This week we consider the link between nationalism and the economy, with special focus on the economic crisis. Our group thought it was interesting to focus on nationalist elements in consumerism.
The consumer is central to the success of an economy and can, when organized, use it to fulfill nationalist goals. In this blog we will present two examples that show two initiatives that link the nation with the economy. First, we have an example of ‘positive’ consumerism: ‘help Britain, buy British’. Our second case focuses on ‘negative’ consumerism, namely the ‘boycott Israel’ movement.
‘Help Britain, buy British’
Last week we asked you to pay attention to nationalist connotations in your local supermarket. As you might have noticed, there are numerous examples where the nation is linked to products, for example British chicken, British potatoes, Scottish mushrooms etc. What you might not now is that there is a major movement behind this phenomenon. The ‘buy British’ movement was started by the green movement to promote more environmental ways of delivering food to supermarkets. Over time, many reasons for buying British have been added. Examples are that buying British is safer because Britain has safer food laws, ethical production, fair wages and decent working conditions, security of supply, pride of ownership and pride of British capabilities and helping local farmers.
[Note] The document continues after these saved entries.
PR #155, opened 2017-08-29
Add info.yaml files in input/data

pdeiml:
I added two keywords to dataset_source_info.schema.yaml:
data_entry_status: {missing, incomplete, complete}, required keyword
review_required: {yes, no}, optional keyword

For existing files I decided to add the keywords with the following logic:
- No TODO in the file: data_entry_status = complete, review_required: yes
- Some data and at least one TODO in the file: data_entry_status = incomplete
- Dummy file with no data (except reference_id, source_id): data_entry_status = missing

I would like to proceed as follows:
When adding new data to any yaml-file and you think it is perfect (hence, without TODO remarks), then write 'review_required: yes' and @cdeil all files that you have reviewed you can mark with 'review_required: no' to not get confused about what you already reviewed.

Hence, grepping 'incomplete' in /input/data will show all files with something to do in it (with TODO remarks), grepping 'missing' will show files without any kind of data, grepping 'review_required' will show files which need to be reviewed.

Issue #154, opened 2017-08-28
Keyword 'data entry status'


pdeiml:
This is an issue which I assigned to myself:

At the moment we have the problem that we cannot easily say whether gamma-cat is complete or not.

To make this easier, we should add the keyword

data_entry_status = {missing, incomplete, complete}

to all files in /input/data/.

In addition, make.py should get a function that prints a list of all sources and the data_entry_status.

cdeil:
@pdeiml - My suggestion would be to have general discussion on MAGIC in #7, and otherwise create one PR (or issue if useful) per MAGIC paper.

From experience: If you make one issue to discussion several papers like above, the discussion quickly gets very confusing and time-consuming, because it is a linear thread with multiple parallel discussions interspersed.

And concerning the papers you mention: I have no idea and no time to look. Just generally: yes, we're missing almost all MAGIC data.

---

If this issue is just your personal "notepad", then that's fine, I do that often as well to keep track, but then please clearly mention that when posting the issue and assign to yourself. (and I will unsubscribe from the issue notifications, to keep my inbox manageable)

cdeil:
Done by @pdeiml in #155 , continued in #159 .
I'm closing this issue now.

@pdeiml - please check `gamma-cat` master when you're back from vacation, and feel free to open further issues or PRs proposing further improvements.

PR #159, opened 2017-09-06
Info info.yaml files for input datasets

cdeil:
This PR is a continuation of #155 by @pdeiml (see also #154).
It adds an `info.yaml` file for each input dataset, as discussed in #155 and via Skype.

Task list:
- [x] Add schema for `info.yaml`
- [x] Revert some accidental edits to input files
- [x] Add schema validation for `info.yaml`
- [x] Review the diff


cdeil:
@pdeiml - FYI: One issue is that datasets is an array, not an object, i.e. dashes are missing everywhere, it should be this:
```
datasets:
  - tev-000106.yaml
  - tev-000106-sed.ecsv
```

cdeil:
Other changes I'm making to make `info.yaml` files:
- Fix typos or missing things (as I see them or pointed out via schema validation)
- Delete notes that don't add extra info, but just repeat the info from the "status" and "reviewed" keys
- Change status from "complete" to "incomplete" for all the cases where there's no ECSV file with spectral points or no YAML file with source measurements.

cdeil:
I've reviewed all `info.yaml` files and made further edits. Merging this now.

@pdeiml - Thanks!

PR #218, opened 2023-05-09
Fix bug in 3km data retrieval for SSPs 585 and 245 

nicolejkeeney:
We don’t have gridded data at 3km for SSPs 585 and 245 but ```app.select()``` shows them as options for 3km station data, then promptly raises a nonsensical error when you attempt to retrieve the data. 

This PR does the following: 
1) Removes SSP 585 and 245 as options when 3km is selected
2) Modifies the ```data_loaders``` module to raise a descriptive error if no data is found. Hopefully this should never actually be raised, but is in place for us developers in case things fall through the cracks. 

**To test**: Ensure that when you select "station" and "3km", only Historical Climate and SSP 375 are shown as options in ```app.select()```

### DIFF
--- a/climakitae/data_loaders.py
+++ b/climakitae/data_loaders.py
@@ -323,12 +323,19 @@ def _process_and_concat(selections, dsets, cat_subset):
                     )
                     sim_list.append(da_sim_member_id)
 
+        # Raise an appropriate error if no data found
+        if len(sim_list) == 0:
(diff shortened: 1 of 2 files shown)


vicford (approved):
Only 370 showing up for 3km station data :)

bethem (approved):
lgtm!

PR #219, opened 2023-05-15
Add xclim

nicolejkeeney:
Add xclim to package requirements

### DIFF
--- a/requirements.txt
+++ b/requirements.txt
@@ -22,4 +22,4 @@ rioxarray==0.13.3
 s3fs==2022.11.0
 scipy>=1.2.0
 shapely==1.8.5
-xclim==0.41.0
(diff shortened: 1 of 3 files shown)


thenaomig:
Looks good to me. Thanks.

requirements.txt
```diff
@@ -22,4 +22,4 @@ rioxarray==0.13.3
 s3fs==2022.11.0
 scipy>=1.2.0
 shapely==1.8.5
-xclim==0.41.0
+xclim==0.36.0
```
bkg, line 25: We've been using `0.42.0` on the hub, so it would be good to go with that.

nicolejkeeney: Good to know-- thanks!

PR #221, opened 2023-05-17
Remove missed loop code

nicolejkeeney:
I thought I had removed all the residual looping code for retrieval of bias correction data in this PR, but I missed a few things. This PR just removes those. 

**To test**: Try retrieving some weather station data. Does it work?


elehmer (approved):
Looks good to me. Works on the HUB for different stations and other variables changed.

PR #222, opened 2023-05-18
app.view() should have a fixed colorbar across simulations

nicolejkeeney:
This PR makes it so app.view() has a fixed colorbar limits across simulations, by computing the min and max (1 and 99th percentile) of the data across the simulation dimension, if the data contains that dimension. I reused the helper function ```_compute_vmin_vmax``` from the warming_levels module, and moved it into the view module, where I think it is more appropriately located.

The current economic crisis has linked buying British with helping the British economy recover. The article from the mirror, which actively campaigns for buying British, sketches an interesting link between buying British and helping Britain.
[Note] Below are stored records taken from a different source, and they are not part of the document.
PR #224, opened 2023-05-18
Add wind direction as derived variable

vicford:
This PR adds wind direction as an hourly variable. 

**To test**
Try retrieving hourly wind direction! Noting, would recommend this for a coarse resolution and/or small location because of the data involved in computing. 

***Note:*** Wind direction is not normally displayed as such. I have a trello card up to add a AE-branded cyclic colormap that I'll get to next, as well as setting the colorbar limits to 0-360. **If** we decide to pursue wind velocity in the future (magnitude + direction), we can investigate barbs for wind direction as an option too.


nicolejkeeney (approved):
Looks great to me, had a few suggestions but that's about it!

bethem (approved):
looks good to me

PR #226, opened 2023-05-22
Add in selection of LOCA2 monthly variables 

nicolejkeeney:
This PR adds in the functionality for selecting and retrieving monthly LOCA2 variables using climakitae app.select() and app.retrieve()

NOTE: You'll see I had to swap the order of the timescale dropdown into an unintuitive order: daily, monthly, hourly. This is due to panel being a bit annoying and filling in the wrong option as they are subsequently restricted and expanded depending on the selection (please PM me if you want a more detailed explanation!). I know it sucks, but I think this is the best fix. 

**To test**: Try retrieving monthly LOCA2 data!


vicford (approved):
All good for me!

elehmer (approved):
Works well on HUB. Tried several different settings.

PR #232, opened 2023-05-29
Add mph conversion for wind speed

nicolejkeeney:
I'm developing some wildfire indices and need windspeed in miles per hour, so I figured I'd add it as a unit conversion option since it's not one already. 

I also deleted a redundant repeat code line. 

**To test**: Confirm that the wind speed in mph looks right.


vicford (approved):
All checks out for me! Checked m/s to mph, and kts to mph

elehmer (approved):

PR #234, opened 2023-05-31
Add Fosberg Fire Weather Index. Clean up data_loaders module

nicolejkeeney:
**Draft PR: Do not review yet**

## Overview
This PR does the following: 
1) Added the Fosberg Fire Weather Index ([ref](https://a.atmos.washington.edu/wrfrt/descript/definitions/fosbergindex.html)) as a new hourly derived variable for WRF 
2) Cleaned up the data_loaders module a bit to make the derived variable code more readable.

## Notes
**This variable takes a long time to load.** Why? The index itself takes three variables: air temp, wind direction, and relative humidity. We need to derive both wind direction and relative humidity. Derivation of wind direction requires u and v, and relative humidity requires mixing ratio, air temp, and pressure. Therefore, **deriving the Fosberg Fire Index on the fly in climakitae requires 5 variables**: air temp, u, v, mixing ratio, and pressure.

### Example loading times
- 9 km, Alameda County, historical 1980-1990 (10 yrs): reading data into memory takes 5m 49.35s
- 45 km, state of CA, SSP 370 2090-2095 (5 yrs): reading data into memory takes 3m 49.82s

## Soliciting opinions
The new variable will appear if you have selected "hourly" and "Dynamical". Do folks think it's location in the dropdown menu is appropriate (see below)? 
fosberg

## Examples of the Fosberg Fire Weather Index in action 
CA_45km


vicford:
2-cent opinion worth nothing: I think indices should be at the bottom of the dropdown menu, not in the mix of data variables. If we intend to add a bunch of other indices, it would be cool to have a separate dropdown menu (variable vs. index) for users to select from, but that could be a bit of a headache

nicolejkeeney:
> 2-cent opinion worth nothing: I think indices should be at the bottom of the dropdown menu, not in the mix of data variables. If we intend to add a bunch of other indices, it would be cool to have a separate dropdown menu (variable vs. index) for users to select from, but that could be a bit of a headache

Yeah, I agree with both of your opinions!

elehmer:
> > > 2-cent opinion worth nothing: I think indices should be at the bottom of the dropdown menu, not in the mix of data variables. If we intend to add a bunch of other indices, it would be cool to have a separate dropdown menu (variable vs. index) for users to select from, but that could be a bit of a headache
> > 
> > 
> > Yeah, I agree with both of your opinions! Adding a separate dropdown would definitely be an option.
> 
> The other annoying issue is that the user doesn't realize we have this variable until they click the "hourly" option and then back up to the variable picklist. I almost feel like the variable picklist should come after the other options. But I guess there isn't really a good way to fix this as the interface of options is quite complicated.

Hmm, for any appreciable size, time duration this is too computationally expensive. We should generate the result and store as a zarr store if it is going to be used a lot.

vicford:
Further thought: Is it too on-the-nose to have the colormap be ae_orange?

thenaomig:
I think that all the functions for dervied variables should live in a different module altogether, so the deriving itself is separate from 1. loading what you need to derive it, and 2. returning a single derived thing. And that way we keep data_loaders.py from getting infinitely longer over time.

nicolejkeeney:
> Further thought: Is it too on-the-nose to have the colormap be ae_orange?

Modified and changed to ae_orange!

nicolejkeeney:
> > > 2-cent opinion worth nothing: I think indices should be at the bottom of the dropdown menu, not in the mix of data variables. If we intend to add a bunch of other indices, it would be cool to have a separate dropdown menu (variable vs. index) for users to select from, but that could be a bit of a headache
> > 
> > 
> > Yeah, I agree with both of your opinions! Adding a separate dropdown would definitely be an option.
> 
> The other annoying issue is that the user doesn't realize we have this variable until they click the "hourly" option and then back up to the variable picklist. I almost feel like the variable picklist should come after the other options. But I guess there isn't really a good way to fix this as the interface of options is quite complicated.

I think I've fixed this with the new dropdown for derived indices :D

vicford (changes requested):
Noticing on the hub that the data loads speedily, but in app.view the map does not change with time or with simulation selection. When looking at a time series, there is variation over time, but again it doesn't change with a change in simulation

climakitae/data/variable_descriptions.csv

Jamie Oliver, Britain’s most famous chef is one of the leading figures of the movement. In the article below you read his views on buying British and the economic crisis.
On the websites of the ‘buy British’ movement, buying British products is clearly linked to British identity, British self-preservation and helping the British economy. Below you can find a couple of websites that give you an idea of how the movement works and what rhetoric it uses.
A year ago, the police arrested a few campaigners in Swansea (Wales) after they stole some goods produced in the illegal Israeli settlements on the West Bank (Palestine) from Tesco. These people were members of the UK campaign for the Boycott of the Israeli goods. The movement staged a protest outside of Tesco to let people know of the existence of the campaign.
However, the idea of boycotting goods from one country is not new. An example of a previous campaign is the anti- apartheid campaign in South Africa. The focus of the boycott Israel campaign is to make people stop buying goods related to Israel. Campaigners see this as a political and economic action against a nation that, according to them, is constantly violating the Human Rights and the rights of the Palestinian people. Besides street rallies, the campaign has been enormously internet based as you can see in the youtube link posted below. In the video, you can see several brands that supposedly have activities in Israel and according to the activists, in some extend, are collaborating with this nation.
The idea behind the campaign is easy to understand: if we damage the Israeli economy by not buying Israeli goods, the Israel Government will change its policies and Palestinian rights will be guaranteed. This campaign is a clear example of what kind of political message a consumer can send out by not buying a certain product.